**Records contained in a dataset**:
PR #657, opened 2023-01-15
Archive trillinos and pytrillinos

hmaarrfk:
They seem rather abbandoned

- https://github.com/conda-forge/trilinos-feedstock/pulls
- https://github.com/conda-forge/pytrilinos-feedstock/pulls

## Checklist:

    for token resets)

### DIFF
--- a/archive/pytrillinos.txt
+++ b/archive/pytrillinos.txt
@@ -1,0 +1,1 @@
+pytrillinos
--- a/archive/pytrillinos.txt
+++ b/archive/pytrillinos.txt
@@ -1,1 +1,1 @@
-pytrillinos
+pytrilinos
--- a/archive/trillinos.txt
+++ b/archive/trillinos.txt
@@ -1,1 +1,1 @@
-trillinos
+trilinos
--- a/archive/trillinos.txt
+++ b/archive/trillinos.txt
@@ -1,0 +1,1 @@
+trillinos


archive/trillinos.txt
```diff
@@ -0,0 +1 @@
+trillinos
```
beckermr, line 1:
```suggestion
trilinos
```

archive/pytrillinos.txt
```diff
@@ -0,0 +1 @@
+pytrillinos
```
beckermr, line 1:
```suggestion
pytrilinos
```

beckermr (commented):
Wrong names.

hmaarrfk:
Well that was embarrassing

beckermr:
Regarding the actual PR, we don't typically archive abandoned feedstocks. Is there a specific reason we should here?

hmaarrfk:
it just really holds up a few tough migrations making it hard to understand how far they actually got.

beckermr:
Hmmmmm ok. I wonder if there is a way we can get the bot to skip them besides archiving.

beckermr:
We could add a feature that lets people have the bot skip their feedstock. I'm not sure how I feel about this.

hmaarrfk:
Hmm ok, lets discuss ideas: https://github.com/conda-forge/conda-forge-pinning-feedstock/blob/main/recipe/migrations/hdf51122.yaml

hmaarrfk:
Opps: ---- > https://github.com/conda-forge/conda-forge.github.io/issues/1724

**What is expected**: Filter the entries and copy out every line with the word "pytrilinos".

**Exercise solution**:
- https://github.com/conda-forge/pytrilinos-feedstock/pulls
+pytrilinos
pytrilinos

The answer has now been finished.